* Activity *
Count the lines below that contain the word "pdudits". Give only the number.

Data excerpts
----------------------------------------

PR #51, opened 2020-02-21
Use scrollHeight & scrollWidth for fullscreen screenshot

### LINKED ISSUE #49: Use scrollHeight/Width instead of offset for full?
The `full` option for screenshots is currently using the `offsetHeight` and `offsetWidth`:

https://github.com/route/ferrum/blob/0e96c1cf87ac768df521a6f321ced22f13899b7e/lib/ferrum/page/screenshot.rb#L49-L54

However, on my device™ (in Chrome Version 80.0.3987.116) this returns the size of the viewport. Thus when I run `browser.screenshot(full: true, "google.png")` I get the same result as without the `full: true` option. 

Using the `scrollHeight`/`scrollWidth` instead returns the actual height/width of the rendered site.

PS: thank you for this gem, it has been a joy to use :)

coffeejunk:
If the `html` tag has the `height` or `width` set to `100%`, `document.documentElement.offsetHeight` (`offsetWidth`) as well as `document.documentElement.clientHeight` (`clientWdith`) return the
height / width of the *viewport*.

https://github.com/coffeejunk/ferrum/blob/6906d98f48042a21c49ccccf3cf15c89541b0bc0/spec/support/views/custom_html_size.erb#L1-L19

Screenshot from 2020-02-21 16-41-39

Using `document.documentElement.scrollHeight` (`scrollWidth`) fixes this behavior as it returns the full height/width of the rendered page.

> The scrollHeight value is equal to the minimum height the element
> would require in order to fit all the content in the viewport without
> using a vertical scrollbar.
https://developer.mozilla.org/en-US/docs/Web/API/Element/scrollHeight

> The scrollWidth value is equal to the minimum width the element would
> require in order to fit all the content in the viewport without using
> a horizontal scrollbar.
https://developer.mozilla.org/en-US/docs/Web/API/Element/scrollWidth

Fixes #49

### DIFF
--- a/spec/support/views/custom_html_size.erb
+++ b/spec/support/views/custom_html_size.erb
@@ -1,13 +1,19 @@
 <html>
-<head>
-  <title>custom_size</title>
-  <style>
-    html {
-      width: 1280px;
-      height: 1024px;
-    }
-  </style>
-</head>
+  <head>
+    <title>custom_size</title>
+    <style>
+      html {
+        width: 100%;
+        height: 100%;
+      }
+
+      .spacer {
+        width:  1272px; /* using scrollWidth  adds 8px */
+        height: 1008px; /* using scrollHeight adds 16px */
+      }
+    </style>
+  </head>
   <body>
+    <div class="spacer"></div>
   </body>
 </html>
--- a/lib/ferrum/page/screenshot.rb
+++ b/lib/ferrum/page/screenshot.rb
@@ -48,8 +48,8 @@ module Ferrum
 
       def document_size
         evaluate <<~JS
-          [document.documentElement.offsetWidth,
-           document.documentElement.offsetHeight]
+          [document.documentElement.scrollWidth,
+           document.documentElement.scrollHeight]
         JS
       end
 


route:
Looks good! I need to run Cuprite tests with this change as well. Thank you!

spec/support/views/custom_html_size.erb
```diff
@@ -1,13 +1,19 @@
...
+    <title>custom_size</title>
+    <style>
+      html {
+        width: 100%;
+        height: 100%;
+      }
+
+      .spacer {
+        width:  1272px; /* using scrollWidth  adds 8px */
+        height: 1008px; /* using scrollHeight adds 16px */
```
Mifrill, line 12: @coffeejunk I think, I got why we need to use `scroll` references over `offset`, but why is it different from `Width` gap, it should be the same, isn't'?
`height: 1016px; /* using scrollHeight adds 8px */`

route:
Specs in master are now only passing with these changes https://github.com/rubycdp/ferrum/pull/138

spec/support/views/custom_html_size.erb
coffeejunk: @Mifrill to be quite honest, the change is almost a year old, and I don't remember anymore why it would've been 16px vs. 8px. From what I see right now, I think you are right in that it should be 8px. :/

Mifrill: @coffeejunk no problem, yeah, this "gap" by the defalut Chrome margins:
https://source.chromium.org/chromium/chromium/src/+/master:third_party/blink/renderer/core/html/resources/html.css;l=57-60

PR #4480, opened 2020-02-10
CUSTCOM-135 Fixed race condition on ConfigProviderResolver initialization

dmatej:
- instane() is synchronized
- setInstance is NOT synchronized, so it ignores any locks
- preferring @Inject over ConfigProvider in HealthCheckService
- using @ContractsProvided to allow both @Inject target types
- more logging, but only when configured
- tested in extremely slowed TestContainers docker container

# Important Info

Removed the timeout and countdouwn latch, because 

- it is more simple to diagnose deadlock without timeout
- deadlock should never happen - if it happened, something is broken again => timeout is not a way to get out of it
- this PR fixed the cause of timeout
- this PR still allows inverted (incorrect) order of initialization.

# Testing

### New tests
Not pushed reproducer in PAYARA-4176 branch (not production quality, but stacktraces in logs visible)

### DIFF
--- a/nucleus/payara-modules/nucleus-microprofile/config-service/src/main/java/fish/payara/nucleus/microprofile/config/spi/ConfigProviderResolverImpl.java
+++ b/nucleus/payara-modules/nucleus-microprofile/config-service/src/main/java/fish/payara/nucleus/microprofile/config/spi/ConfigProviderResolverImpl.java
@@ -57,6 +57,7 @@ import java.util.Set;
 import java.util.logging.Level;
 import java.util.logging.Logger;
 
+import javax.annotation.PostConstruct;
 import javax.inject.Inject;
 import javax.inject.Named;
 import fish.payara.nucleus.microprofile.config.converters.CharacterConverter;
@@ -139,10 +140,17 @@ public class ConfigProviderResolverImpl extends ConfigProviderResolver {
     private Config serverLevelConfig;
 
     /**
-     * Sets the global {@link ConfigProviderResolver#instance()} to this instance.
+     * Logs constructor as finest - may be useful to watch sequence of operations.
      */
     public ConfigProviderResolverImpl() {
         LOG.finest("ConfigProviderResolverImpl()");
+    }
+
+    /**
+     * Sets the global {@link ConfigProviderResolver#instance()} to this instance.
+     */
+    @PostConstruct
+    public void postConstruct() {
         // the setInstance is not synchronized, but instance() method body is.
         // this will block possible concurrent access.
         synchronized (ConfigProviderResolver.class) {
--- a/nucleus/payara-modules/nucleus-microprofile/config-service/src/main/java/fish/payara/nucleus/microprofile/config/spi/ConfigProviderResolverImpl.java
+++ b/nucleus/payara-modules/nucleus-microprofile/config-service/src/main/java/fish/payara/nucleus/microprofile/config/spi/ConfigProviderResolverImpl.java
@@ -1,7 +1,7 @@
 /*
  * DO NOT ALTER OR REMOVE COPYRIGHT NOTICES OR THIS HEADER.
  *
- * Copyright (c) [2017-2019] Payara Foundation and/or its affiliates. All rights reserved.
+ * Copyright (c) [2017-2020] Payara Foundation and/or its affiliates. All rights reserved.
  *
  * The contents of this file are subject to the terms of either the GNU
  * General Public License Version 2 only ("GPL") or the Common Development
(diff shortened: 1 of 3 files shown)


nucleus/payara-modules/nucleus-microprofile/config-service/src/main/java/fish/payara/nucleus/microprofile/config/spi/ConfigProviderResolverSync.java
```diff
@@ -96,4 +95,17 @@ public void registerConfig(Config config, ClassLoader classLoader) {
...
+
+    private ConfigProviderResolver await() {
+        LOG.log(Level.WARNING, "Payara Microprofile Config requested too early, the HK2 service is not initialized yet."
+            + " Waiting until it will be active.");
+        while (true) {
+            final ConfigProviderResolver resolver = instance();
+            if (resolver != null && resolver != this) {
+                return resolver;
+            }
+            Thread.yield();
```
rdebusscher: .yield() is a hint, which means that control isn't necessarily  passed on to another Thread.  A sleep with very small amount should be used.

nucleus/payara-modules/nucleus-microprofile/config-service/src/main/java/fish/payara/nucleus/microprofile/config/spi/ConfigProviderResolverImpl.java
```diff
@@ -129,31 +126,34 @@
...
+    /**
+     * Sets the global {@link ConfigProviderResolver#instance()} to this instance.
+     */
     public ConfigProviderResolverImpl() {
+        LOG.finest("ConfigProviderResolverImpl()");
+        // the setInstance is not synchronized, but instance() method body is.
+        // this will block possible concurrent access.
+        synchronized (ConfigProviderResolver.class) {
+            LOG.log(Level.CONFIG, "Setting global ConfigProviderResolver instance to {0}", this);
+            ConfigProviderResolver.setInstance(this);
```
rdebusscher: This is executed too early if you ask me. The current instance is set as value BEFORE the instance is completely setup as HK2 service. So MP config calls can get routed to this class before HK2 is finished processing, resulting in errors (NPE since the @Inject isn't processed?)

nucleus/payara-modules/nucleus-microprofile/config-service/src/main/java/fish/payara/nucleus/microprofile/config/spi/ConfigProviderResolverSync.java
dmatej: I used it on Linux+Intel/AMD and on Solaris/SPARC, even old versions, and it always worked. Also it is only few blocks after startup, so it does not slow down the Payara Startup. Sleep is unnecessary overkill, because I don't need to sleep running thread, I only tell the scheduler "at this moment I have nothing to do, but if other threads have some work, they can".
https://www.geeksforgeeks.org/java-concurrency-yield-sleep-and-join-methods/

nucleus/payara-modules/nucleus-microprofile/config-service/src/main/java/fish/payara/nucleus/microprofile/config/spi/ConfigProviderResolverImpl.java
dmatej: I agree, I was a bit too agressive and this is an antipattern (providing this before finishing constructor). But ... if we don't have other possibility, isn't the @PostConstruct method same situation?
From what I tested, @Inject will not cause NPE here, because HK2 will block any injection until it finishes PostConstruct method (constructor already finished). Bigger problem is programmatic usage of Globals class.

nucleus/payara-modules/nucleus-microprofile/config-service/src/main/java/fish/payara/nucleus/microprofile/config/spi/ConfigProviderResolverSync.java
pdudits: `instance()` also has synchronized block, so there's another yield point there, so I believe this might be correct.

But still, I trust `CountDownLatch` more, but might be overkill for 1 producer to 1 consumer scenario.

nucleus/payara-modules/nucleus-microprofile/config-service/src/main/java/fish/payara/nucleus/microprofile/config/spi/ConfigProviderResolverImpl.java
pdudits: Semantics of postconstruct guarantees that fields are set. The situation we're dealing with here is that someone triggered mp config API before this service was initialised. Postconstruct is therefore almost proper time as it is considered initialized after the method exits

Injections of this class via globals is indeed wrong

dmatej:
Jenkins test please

----------------------------------------

* Answer area *
2